При тирании правящий слой обычно составляют люди, главным свойством которых должна быть способность к подчинению, то есть обладающие очень низким уровнем свободы, попросту говоря — ничтожества. Такие люди, распластываясь перед вышестоящим, с лихвой отыгрываются на подчиненных, ибо уверены: любое беззаконие, жестокость, вымогательство, разврат будут прощаться им до тех пор, пока они выполняют главное условие — беспрекословное подчинение тем, кто наверху. И бедный народ, томясь под их игом, снова начинает мечтать о какой-то законности, о добром царе, о справедливости, брожение умов нарастает медленно и неуклонно, пока не выльется в победоносный бунт и все не начнется сначала: свобода для каждого бороться за власть, разброд, неразбериха и, наконец, "придите и володейте".
Невольно начинаешь склоняться к мысли, что человеческая натура по ненасытности своей неспособна править спокойно и мудро, и прекратить метания истории от тоталитаризма к анархии сможет только воцарение бесстрастной электронно-вычислительной машины. Однако, тут же немедленно возникает вопрос: "а кто будет составлять для нее программу?" На это остается только развести руками, и послушно разойтись каждому под сень той власти, которая ему досталась.
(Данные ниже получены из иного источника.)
PR #979, opened 2026-05-23
feat(nodes): add audio_transcribe_live source node for live microphone STT

ali-amjad52114:
## Summary
- Adds `audio_transcribe_live` source node that captures microphone audio and emits rolling partial transcription on the `text` lane using local faster-whisper
- Includes example pipeline (`pipelines/live_stt_to_text.pipe`) chaining live STT to `response_text`
- Updates node catalog in `docs/README-nodes.md`

## Test plan
- [ ] Start RocketRide engine with the new node installed
- [ ] Run `pipelines/live_stt_to_text.pipe` or a custom pipeline with `audio_transcribe_live` as source
- [ ] Verify microphone capture starts and partial text appears on the `text` lane
- [ ] Confirm downstream nodes (e.g. `response_text`) receive transcribed output
- [ ] Stop the pipeline and verify clean session teardown

## Release Notes

* **New Features**
  * Introduced live speech-to-text node for real-time microphone transcription with streaming partial results. Includes configuration presets and support for language/model selection.
  * Added "Live Speech To Text" pipeline demonstrating the new transcription capability.

* **Documentation**
  * Updated node reference documentation to include the new live transcription node.

[Review Change Stack](https://app.coderabbit.ai/change-stack/rocketride-org/rocketride-server/pull/979?utm_source=github_walkthrough&utm_medium=github&utm_campaign=change_stack)

### DIFF
--- a/docs/README-nodes.md
+++ b/docs/README-nodes.md
@@ -65,6 +65,7 @@ For information on testing nodes, see [README-node-testing.md](README-node-testi
 | `anonymize`        | PII redaction            |                                            |
 | `summarization`    | Text summarization       |                                            |
 | `audio_transcribe` | Audio to text (Whisper)  |                                            |
+| `audio_transcribe_live` | Live microphone STT (local Whisper) |                     |
 
 ## Media
 
@@ -74,6 +75,7 @@ For information on testing nodes, see [README-node-testing.md](README-node-testi
 | `image_cleanup` | Image preprocessing    |
 | `thumbnail`     | Thumbnail generation   |
 | `audio_player`  | Audio playback         |
+| `audio_transcribe_live` | Live microphone speech-to-text |
 
 ## Storage and Connectivity
 
--- a/nodes/src/nodes/audio_transcribe_live/IEndpoint.py
+++ b/nodes/src/nodes/audio_transcribe_live/IEndpoint.py
@@ -1,0 +1,135 @@
+# =============================================================================
+# MIT License
+# Copyright (c) 2026 Aparavi Software AG
+#
+# Permission is hereby granted, free of charge, to any person obtaining a copy
+# of this software and associated documentation files (the "Software"), to deal
+# in the Software without restriction, including without limitation the rights
+# to use, copy, modify, merge, publish, distribute, sublicense, and/or sell
+# copies of the Software, and to permit persons to whom the Software is
+# furnished to do so, subject to the following conditions:
+#
+# The above copyright notice and this permission notice shall be included in
+# all copies or substantial portions of the Software.
+#
+# THE SOFTWARE IS PROVIDED "AS IS", WITHOUT WARRANTY OF ANY KIND, EXPRESS OR
+# IMPLIED, INCLUDING BUT NOT LIMITED TO THE WARRANTIES OF MERCHANTABILITY,
+# FITNESS FOR A PARTICULAR PURPOSE AND NONINFRINGEMENT. IN NO EVENT SHALL THE
+# AUTHORS OR COPYRIGHT HOLDERS BE LIABLE FOR ANY CLAIM, DAMAGES OR OTHER
+# LIABILITY, WHETHER IN AN ACTION OF CONTRACT, TORT OR OTHERWISE, ARISING FROM,
+# OUT OF OR IN CONNECTION WITH THE SOFTWARE OR THE USE OR OTHER DEALINGS IN THE
+# SOFTWARE.
+# =============================================================================
+
+import uuid
+from typing import Any, Callable, Dict
+
+from rocketlib import IEndpointBase, debug, getObject, monitorStatus
+
+from .IGlobal import IGlobal
+
+
+class IEndpoint(IEndpointBase):
+    """
+    Source endpoint that captures microphone audio and streams partial text.
+
+    When the pipeline task starts, ``scanObjects`` opens a long-running session,
+    reads from the default microphone, and forwards incremental ``text`` lane
+    output to downstream nodes.
+    """
+
+    target: IEndpointBase | None = None
+    _transcriber: Any | None = None
+    _global: IGlobal | None = None
+
+    def _resolve_global(self) -> IGlobal:
+        global_ctx = IGlobal.active()
+        if global_ctx is not None and getattr(global_ctx, '_whisper', None) is not None:
+            return global_ctx
+
+        fallback = IGlobal()
+        fallback.ensure_initialized(dict(self.endpoint.serviceConfig))
+        return fallback
+
+    def _build_transcriber(self, global_ctx: IGlobal):
+        from .live_transcribe import LiveTranscriber
+
+        config = global_ctx.config or {}
+        device = config.get('device', -1)
+        try:
+            device = int(device)
+        except (TypeError, ValueError):
+            device = -1
+
+        return LiveTranscriber(
+            transcribe=global_ctx.transcribe,
+            chunk_interval=config.get('chunk_interval', 1.5),
+            window_seconds=config.get('window_seconds', 4.0),
+            device=device,
+            silence_reset_seconds=config.get('silence_reset_seconds', 1.0),
+        )
+
+    def _register_scan_session(self, scanCallback: Callable[[Dict[str, Any]], int]):
+        """Register a synthetic scanned object so the engine scan counter is non-zero."""
+        try:
+            scanCallback(
+                {
+                    'name': 'live_stt_session',
+                    'isContainer': False,
+                    'size': 0,
+                }
+            )
+        except Exception as exc:
+            debug(f'Live STT: scan callback error: {exc}')
+
+    def beginEndpoint(self):
+        """Prepare Whisper and microphone settings before scanning."""
+        self._global = self._resolve_global()
+        self._transcriber = self._build_transcriber(self._global)
+
+    def endEndpoint(self):
+        """Stop microphone capture when the endpoint shuts down."""
+        if self._transcriber is not None:
+            self._transcriber.stop()
+            self._transcriber = None
+        self._global = None
+
+    def scanObjects(self, _path: str, scanCallback: Callable[[Dict[str, Any]], int]):
+        """
+        Start live microphone transcription for the duration of the pipeline task.
+
+        Blocks until the task is stopped or the endpoint is shut down.
+        """
+        self.target = self.endpoint.target
+        global_ctx = self._global or self._resolve_global()
+        transcriber = self._transcriber or self._build_transcriber(global_ctx)
+
+        # Mic sources do not scan files. Containers are not counted by the engine,
+        # so register a zero-byte object before the blocking capture loop.
+        self._register_scan_session(scanCallback)
+
+        entry = getObject(
+            obj={
+                'url': f'live_stt://session/{uuid.uuid4()}',
+                'name': 'live_stt_session',
+            }
+        )
+
+        pipe = None
+        try:
+            pipe = self.target.getPipe()
+            pipe.open(entry)
+            monitorStatus('Live STT: session started — speak into your microphone')
+            transcriber.run(pipe)
+        except Exception as exc:
+            debug(f'Live STT: session error: {exc}')
+            raise
+        finally:
+            transcriber.stop()
+            if pipe is not None:
+                try:
+                    pipe.close()
+                except Exception as exc:
+                    debug(f'Live STT: pipe close error: {exc}')
+                self.target.putPipe(pipe)
+            monitorStatus('Live STT: session stopped')
--- a/nodes/src/nodes/audio_transcribe_live/IGlobal.py
+++ b/nodes/src/nodes/audio_transcribe_live/IGlobal.py
@@ -1,0 +1,174 @@
+# =============================================================================
+# MIT License
+# Copyright (c) 2026 Aparavi Software AG
+#
+# Permission is hereby granted, free of charge, to any person obtaining a copy
+# of this software and associated documentation files (the "Software"), to deal
+# in the Software without restriction, including without limitation the rights
+# to use, copy, modify, merge, publish, distribute, sublicense, and/or sell
+# copies of the Software, and to permit persons to whom the Software is
+# furnished to do so, subject to the following conditions:
+#
+# The above copyright notice and this permission notice shall be included in
+# all copies or substantial portions of the Software.
+#
+# THE SOFTWARE IS PROVIDED "AS IS", WITHOUT WARRANTY OF ANY KIND, EXPRESS OR
+# IMPLIED, INCLUDING BUT NOT LIMITED TO THE WARRANTIES OF MERCHANTABILITY,
+# FITNESS FOR A PARTICULAR PURPOSE AND NONINFRINGEMENT. IN NO EVENT SHALL THE
+# AUTHORS OR COPYRIGHT HOLDERS BE LIABLE FOR ANY CLAIM, DAMAGES OR OTHER
+# LIABILITY, WHETHER IN AN ACTION OF CONTRACT, TORT OR OTHERWISE, ARISING FROM,
+# OUT OF OR IN CONNECTION WITH THE SOFTWARE OR THE USE OR OTHER DEALINGS IN THE
+# SOFTWARE.
+# =============================================================================
+
+import os
+import threading
+from types import SimpleNamespace
+from typing import Any, Dict, List, Optional
+
+from rocketlib import IGlobalBase, debug
+from ai.common.config import Config
+from ai.common.models import Whisper
+
+_active: Optional['IGlobal'] = None
+
+
+class IGlobal(IGlobalBase):
+    """
+    Global Whisper model and transcription settings for live microphone STT.
+
+    Shared between the endpoint (mic capture) and any filter instances in the
+    pipeline stack via :meth:`active`.
+    """
+
+    transcribe_lock: threading.Lock = None
+    config: Dict[str, Any] = None
+
+    @staticmethod
+    def active() -> Optional['IGlobal']:
+        """Return the active global instance for this node, if initialized."""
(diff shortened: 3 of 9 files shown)


nihalnihalani:
I checked this against current develop; the gap is still real (there is no live/streaming STT node, and no `cloud_stt` package either — that arrives only with open #2132), and using `ai.common.models.Whisper` is the right call since it routes through `--modelserver` exactly like the batch `audio_transcribe` node. Four things stand between it and a review, all mechanical:

- `requirements.txt` declares a bare `onnxruntime`. No node on develop does — every consumer pins the platform-conditional pair, and [`audio_transcribe/requirements.txt`](https://github.com/rocketride-org/rocketride-server/blob/develop/nodes/src/nodes/audio_transcribe/requirements.txt) explains why ("One shared version across every onnxruntime consumer"). [`depends.py`](https://github.com/rocketride-org/rocketride-server/blob/develop/packages/server/engine-lib/rocketlib-python/lib/depends.py#L838) also excludes plain `onnxruntime` on non-Darwin because it clobbers `onnxruntime-gpu` in the same folder, so the bare line would resolve differently per platform.
- `services.json` sets `"icon": "audio-transcribe.svg"` but no svg ships in the new directory. The engine resolves the icon relative to the `services.json`'s own directory ([`services.cpp:1686`](https://github.com/rocketride-org/rocketride-server/blob/develop/packages/server/engine-lib/engLib/store/services/services.cpp#L1686)) and logs `Icon: **** MISSING ****`; the only copy is in `audio_transcribe/`.
- Add a node `README.md` with the `<!-- ROCKETRIDE:GENERATED:PARAMS -->` block — 118 of the 122 node READMEs on develop carry it — and a `Fixes #N` line in the PR body ([CONTRIBUTING.md](https://github.com/rocketride-org/rocketride-server/blob/develop/CONTRIBUTING.md#L100) asks for one).
- The branch is conflicted, but only on `docs/README-nodes.md` — everything else is a new file — so the rebase is small. Worth knowing that no `CI` workflow run exists at this head at all (only the `PR checks` job), so the Build and Ruff jobs have never had a chance to say anything; if a rebase doesn't produce them, that is a maintainer-side workflow approval rather than something in the branch.

nodes/src/nodes/audio_transcribe_live/live_transcribe.py
```diff
@@ -0,0 +1,183 @@
...
+            return new_text
+
+        if new_text.startswith(self._phrase_text):
+            delta = new_text[len(self._phrase_text) :]
+            if delta and not delta.startswith(' '):
+                delta = ' ' + delta
+            return delta
+
+        # Whisper revised the partial transcript — start a fresh phrase chunk.
+        return (' ' if self._phrase_text else '') + new_text
```
asclearuc: **MUST fix - the rolling window re-emits text that was already sent downstream.**

`_compute_delta` produces a true delta only while `new_text` still starts with `_phrase_text`. That holds until the audio buffer fills up. After that, `_audio_callback` evicts the oldest chunks (lines 90-92), so the next window no longer contains the earliest words, `startswith` on line 109 fails, and this line ships the **entire** window transcript again.

With the default profile (`window_seconds: 4`, `chunk_interval: 1.5`) about 2.5 s of every window has already been written to the pipe, so downstream nodes receive it a second time - on every tick, not occasionally.

Speaking "one two three four five six seven eight" steadily:

| tick | window transcript | emitted |
|---|---|---|
| 1.5 s | `one two` | `one two` |
| 3.0 s | `one two three four` | ` three four` |
| 4.5 s | `two three four five six` | ` two three four five six` |
| 6.0 s | `three four five six seven eight` | ` three four five six seven eight` |

`response_text` ends up with `one two three four two three four five six three four five six seven eight`.

The comment on line 115 reads the mismatch as "Whisper revised the partial transcript", but a window slide produces exactly the same mismatch, and it is guaranteed on any utterance longer than `window_seconds`.

Suggested direction: instead of falling back to the whole string, find the longest suffix of `_phrase_text` that is also a prefix of `new_text`, and emit only what follows it. If nothing overlaps at all, that is the genuine revision case and re-emitting is defensible - but it should be the exception rather than the every-tick path.

nodes/src/nodes/audio_transcribe_live/IGlobal.py
```diff
@@ -0,0 +1,174 @@
...
+
+        Returns:
+            Segment-like objects with ``text``, ``start``, and ``end``.
+        """
+        if not audio:
+            return []
+
+        with self.transcribe_lock:
+            result = self._whisper.transcribe(
+                audio,
```
asclearuc: **should fix - `beam_size` and `vad_parameters` are dropped on the local path.**

`Whisper.transcribe` forwards these only to the model server. In local mode it calls `self._transcribe_local(audio, **kwargs)` (`packages/ai/src/ai/common/models/audio/whisper.py:556`) without `beam_size`, `vad_filter` or `vad_parameters`, and `_transcribe_local` then calls `WhisperLoader.inference(self._model, preprocessed, self._metadata)`, which hardcodes `beam_size=5` and `vad_parameters={'threshold': 0.5, 'min_silence_duration_ms': 500, 'speech_pad_ms': 400}` (same file, lines 290-300).

So on exactly the path this PR advertises - "local faster-whisper" - the `beam_size=1` here and the three `vad_*` values in every `services.json` profile do nothing. `beam_size` is the one that hurts: this node exists for low latency and silently gets the 5-beam search on every 1.5 s tick. `max_speech_duration_s` is never applied locally either, so `vad_max_speech_duration_s` in the profiles is inert.

Worth settling before merge - this prints `False` on a host with no model server, which is exactly the case where the tuning is a no-op:

    python -c "from ai.common.models import Whisper; print(Whisper('tiny').is_proxy)"

Either fix `Whisper._transcribe_local` to pass the arguments through (which would also let `audio_transcribe` honour its own VAD settings), or drop the dead parameters here and in the profiles so they stop promising something the local path cannot deliver.

nodes/src/nodes/audio_transcribe_live/IEndpoint.py
```diff
@@ -0,0 +1,135 @@
...
+
+    def scanObjects(self, _path: str, scanCallback: Callable[[Dict[str, Any]], int]):
+        """
+        Start live microphone transcription for the duration of the pipeline task.
+
+        Blocks until the task is stopped or the endpoint is shut down.
+        """
+        self.target = self.endpoint.target
+        global_ctx = self._global or self._resolve_global()
+        transcriber = self._transcriber or self._build_transcriber(global_ctx)
```
asclearuc: **should fix - a transcriber built on this line can never be stopped.**

When `self._transcriber` is `None`, this builds a new `LiveTranscriber` into a local variable and never assigns it back to `self._transcriber`. `endEndpoint` (line 92) calls `stop()` only on `self._transcriber`, so the stop signal never reaches the object that is actually running: `LiveTranscriber.run` keeps polling `self._stop`, which nobody ever sets, and the microphone loop blocks until the process exits.

`beginEndpoint` normally fills `self._transcriber` in, so this is the same "endpoint started without `beginGlobal`" situation that `_resolve_global` was written to handle - worth covering it the same way.

```suggestion
        transcriber = self._transcriber or self._build_transcriber(global_ctx)
        self._transcriber = transcriber
```

nodes/src/nodes/audio_transcribe_live/IGlobal.py
```diff
@@ -0,0 +1,174 @@
...
+
+        requirements = os.path.dirname(os.path.realpath(__file__)) + '/requirements.txt'
+        depends(requirements)
+
+        self.transcribe_lock = threading.Lock()
+        self.config = self._load_config(conn_config)
+        self._init_whisper(self.config)
+
+        global _active
+        _active = self
```
asclearuc: **should fix - the fallback global is never torn down, and `_active` outlives it.**

`ensure_initialized` publishes itself into the module-level `_active`, but nothing on this path ever unsets it. `beginGlobal`/`endGlobal` are paired (line 138 sets it, lines 150-151 clear it when `_active is self`), yet a global built by `IEndpoint._resolve_global` gets `endGlobal()` called by nobody - `endEndpoint` only does `self._global = None` (`IEndpoint.py:95`).

Two consequences:

1. `self._whisper.disconnect()` is never called, so a model-server connection stays open for the life of the process.
2. `_active` keeps pointing at that stale global, whose `_whisper` is not `None`. The next task's `_resolve_global` therefore takes the early return at `IEndpoint.py:47-48` and reuses it - with the **previous** run's `model`, `language` and VAD settings. Switching the profile from `default` to `small` between two runs in the same engine process would silently keep transcribing with `base`.

Please either have the endpoint call `endGlobal()` on a global it created itself, or keep the fallback scoped to the endpoint instance instead of publishing it to `_active`.

nodes/src/nodes/audio_transcribe_live/services.json
```diff
@@ -0,0 +1,157 @@
...
+	"register": "endpoint",
+	"node": "python",
+	"path": "nodes.audio_transcribe_live",
+	"prefix": "Live Transcribe",
+	"description": [
+		"A live speech-to-text source that captures audio from the system microphone ",
+		"and streams partial transcripts on the text lane. Uses local Whisper for ",
+		"low-latency, chainable transcription while the pipeline is running."
+	],
+	"icon": "audio-transcribe.svg",
```
asclearuc: **should fix - this icon file is not in the PR, and on current `develop` it has to be.**

`scripts/audit-icons.mjs` on `develop` enforces that "Every service JSON's `icon` field resolves to an SVG file in the same directory (the icon lives next to the node that owns it)". That is why `nodes/src/nodes/audio_transcribe/audio-transcribe.svg` exists. `nodes/src/nodes/audio_transcribe_live/` ships no SVG, so this reference does not resolve and the node falls back to `nodes/src/nodes/core/unknown.svg`.

This is a side effect of the branch age rather than a mistake on your part: when this branch left `develop` on 2026-05-22, icons still lived centrally in `packages/shared-ui/src/assets/nodes/`, and `audio-transcribe.svg` resolved fine from there. The relocation happened afterwards.

After the rebase, please copy the icon in. Rule 4 of that script expects a shared icon to be byte-identical across directories, so copy it rather than redrawing it:

    cp nodes/src/nodes/audio_transcribe/audio-transcribe.svg nodes/src/nodes/audio_transcribe_live/
    node scripts/audit-icons.mjs

nodes/src/nodes/audio_transcribe_live/IGlobal.py
```diff
@@ -0,0 +1,174 @@
...
+
+    transcribe_lock: threading.Lock = None
+    config: Dict[str, Any] = None
+
+    @staticmethod
+    def active() -> Optional['IGlobal']:
+        """Return the active global instance for this node, if initialized."""
+        return _active
+
+    def transcribe(self, audio: bytes) -> List[SimpleNamespace]:
```
asclearuc: **should fix - this is `audio_transcribe/IGlobal.py` copied rather than extended.**

`transcribe` (lines 52-82), the Whisper construction in `beginGlobal` (lines 104-119) and `endGlobal` (lines 140-151) are the same code as `nodes/src/nodes/audio_transcribe/IGlobal.py` lines 42-71, 100-119 and 123-130: same `result.get('$segments') or []`, same `SimpleNamespace(text=..., start=..., end=...)` mapping, same `hasattr(self._whisper, 'disconnect')` teardown that swallows every exception. The real differences are `beam_size` (1 against 5) and three default numbers.

This matters beyond tidiness. The two copies have already drifted in their VAD defaults - `0.35 / 300 / 8` here against `0.5 / 500 / 20` there - with nothing recording why. And any fix to the shared part now has to be applied twice, or one node keeps the bug: the "arguments are dropped locally" problem I raise above is present in both copies, and so is the `except Exception: pass` teardown.

The cross-cutting helper module for this repo is `packages/ai/src/ai/common/utils` (see its `__init__.py`). A small `whisper_segments(result)` plus a shared `transcribe_pcm(...)` there, used by both nodes, would leave each node holding only its own defaults.

nodes/src/nodes/audio_transcribe_live/IGlobal.py
```diff
@@ -0,0 +1,174 @@
...
+                condition_on_previous_text=False,
+            )
+
+        segments = result.get('$segments') or []
+        return [
+            SimpleNamespace(text=s.get('text', ''), start=s.get('start', 0.0), end=s.get('end', 0.0))
+            for s in segments
+        ]
+
+    def _normalize_conn_config(self, conn_config: Dict[str, Any]) -> Dict[str, Any]:
```
asclearuc: **should fix - hand-rolled config flattening; re-verify it is still needed after the rebase.**

`_normalize_conn_config` reshapes `connConfig` before `Config.getNodeConfig` sees it. The other endpoint-registered node does not do this: `nodes/src/nodes/local_text_output/IGlobal.py:59` reads the nested form directly (`config.get('parameters', {}).get('storePath')`), and line 85 there handles the dotted variant on the read side instead.

Two concrete points:

1. It duplicates itself. The loop already maps `'live_stt.profile'` to `config['profile']` through `short_key` (lines 92-93), and then lines 94-96 set `config['profile']` a second time. One of the two can go.
2. `getNodeConfig` was reworked on `develop` in `1dade9772` ("getNodeConfig drops top-level keys and delivers arrays as IJson when profile is set"), which landed well after this branch's base. Whatever this function compensates for may now be fixed upstream, or may conflict with the new behaviour.

Please re-check after the rebase whether this is still needed, and if it is, add one line saying which `getNodeConfig` behaviour it works around:

    git show 1dade9772 -- packages/ai/src/ai/common/config.py

nodes/src/nodes/audio_transcribe_live/services.json
```diff
@@ -0,0 +1,157 @@
+{
+	"title": "Live Transcribe",
+	"protocol": "audio_transcribe_live://",
+	"classType": ["source"],
+	"capabilities": [],
+	"register": "endpoint",
+	"node": "python",
+	"path": "nodes.audio_transcribe_live",
+	"prefix": "Live Transcribe",
```
asclearuc: **nit - `prefix` and `tile` do not match how the rest of the catalog uses them.**

`prefix` is the key used when converting between URLs and paths. Every other node uses an identifier-shaped value with no spaces - `audio_transcribe`, `anomaly_detector`, `accessibility_describe`; even the two capitalised ones (`Autopipe`, `Dictionary`) are single tokens. `"Live Transcribe"` would be the only value in the catalog containing a space. `"audio_transcribe_live"`, matching the protocol on line 3, is what I would expect here.

Separately, `tile` on line 17 reads `${parameters.live_stt.model}` and `${parameters.live_stt.chunk_interval}`, but the form only ever writes `live_stt.profile` into `parameters`: `Pipe.source.parameters` (lines 144-148) exposes that single property, and `pipelines/live_stt_to_text.pipe` lines 11-13 confirm it is the only key present. Both placeholders resolve to nothing, so the tile renders as `Model: ` and `Interval: s`. `llm_openai` shows the working pattern - `"tile": ["Model: ${parameters.llm_openai.profile}"]`.

docs/README-nodes.md
```diff
@@ -74,6 +75,7 @@ For information on testing nodes, see [README-node-testing.md](README-node-testi
 | `image_cleanup` | Image preprocessing    |
 | `thumbnail`     | Thumbnail generation   |
 | `audio_player`  | Audio playback         |
+| `audio_transcribe_live` | Live microphone speech-to-text |
```
asclearuc: **should fix - the node is listed twice.**

`audio_transcribe_live` is added to the AI/Text table at line 68 *and* to the Media table here, with two different descriptions ("Live microphone STT (local Whisper)" against "Live microphone speech-to-text"). No other node appears in two tables, and two descriptions of the same node will drift apart.

`services.json` line 4 declares `"classType": ["source"]`, and the sibling `audio_transcribe` sits only in the AI/Text table - so I would keep line 68 and drop this row.

Worth fixing while you are in the file: line 68 does not line up with the column widths of the rows above it, unlike every other row in that table.

asclearuc:
Thanks @ali-amjad52114 for this, and apologies that it sat unreviewed for three and a half months — that part is on us.

**Closing**

We are closing this PR and opening a ticket for the node instead. Two architectural problems drive that decision, and neither can be patched in place.

**1. The model lives in the wrong object.** The engine starts the endpoint before the global — `python-endpoint.cpp:120` → `:130` → `endpoint.cpp:71` → `endpoint.pipes.cpp:301` → `python-global.cpp:140` — and it wires `IGlobal.IEndpoint` and `IInstance.IGlobal` but never `IEndpoint.IGlobal`. So `IGlobal.active()` always returns `None` where `beginEndpoint` calls it. The fallback branch always runs, and the node loads Whisper twice per task: once for the endpoint's own global, once for the engine's. `_active` then points at the engine's copy, which nothing uses. `telegram` and `webhook`, the other source endpoints, avoid all of this by keeping state in `IEndpoint`, building it in `scanObjects`, and defining no `beginEndpoint` at all.

**2. The incremental transcript does not model the sliding window.** `live_transcribe.py:116` reads a mismatch as "Whisper revised the text", but the window slides on every tick once speech runs longer than `window_seconds`, which produces exactly the same mismatch. With the `default` profile (4 s window, re-decoded every 1.5 s) about 2.5 s of each window has already been written to the pipe, so it goes out again:

    spoken     one two three four five six seven eight
    text lane  one two three four two three four five six three four five six seven eight

The fix is to match on the overlap between consecutive transcripts rather than on a prefix.

Between them these are most of the node rewritten, which is why this becomes a ticket rather than a round of review comments.

The `preconfig` profile design and the split of the rolling-window logic into an injectable `LiveTranscriber` are both right, and we will carry them into the new implementation. Nothing in the catalog captures live audio today, while `audio_player` already plays on the local device — so the feature is wanted. We will link the ticket here, and you are welcome to take it.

Даже в наш безбожный век нет, кажется, человека, который не знал бы библейской легенды о грехопадении. Но спросите любого из нас, даже того, кто своими глазами прочел Книгу Бытия: что же произошло между Адамом и Евой под Древом познания? За что Бог так прогневался на них и изгнал из рая? И девять из десяти с уверенностью ответят: как "за что?" Ева поддалась искушению змия, соблазнила Адама и они согрешили, вкусили запретного плода, то есть совокупились. Причем даже искренне верующие люди очень удивляются, когда им говоришь, что подобную историю они могли вычитать разве что в Пушкинской "Гавриилиаде", а в Библии нет ничего похожего. Там написано черным по белому:
"И сотворил Бог человека по образу Своему, по образу Божию сотворил его; мужчину и женщину сотворил их. И благословил их Бог, и сказал им Бог: плодитесь и размножайтесь, и наполняйте землю…" (Быт 1.27,28).
Размножаться же они могли лишь тем же способом, что и все прочие живые твари, и Бог не видел в этом ничего плохого. Нет, легенда, исполненная глубокого метафизического смысла, связывает появление собственно человека, его отделение от всех прочих созданий Божих именно с тем моментом, когда он познал нечто неизвестное никому из животных —
"И открылись глаза у них обоих, и узнали они, что наги, и сшили смоковные листья, и сделали себе опоясания" (Быт. 3.7).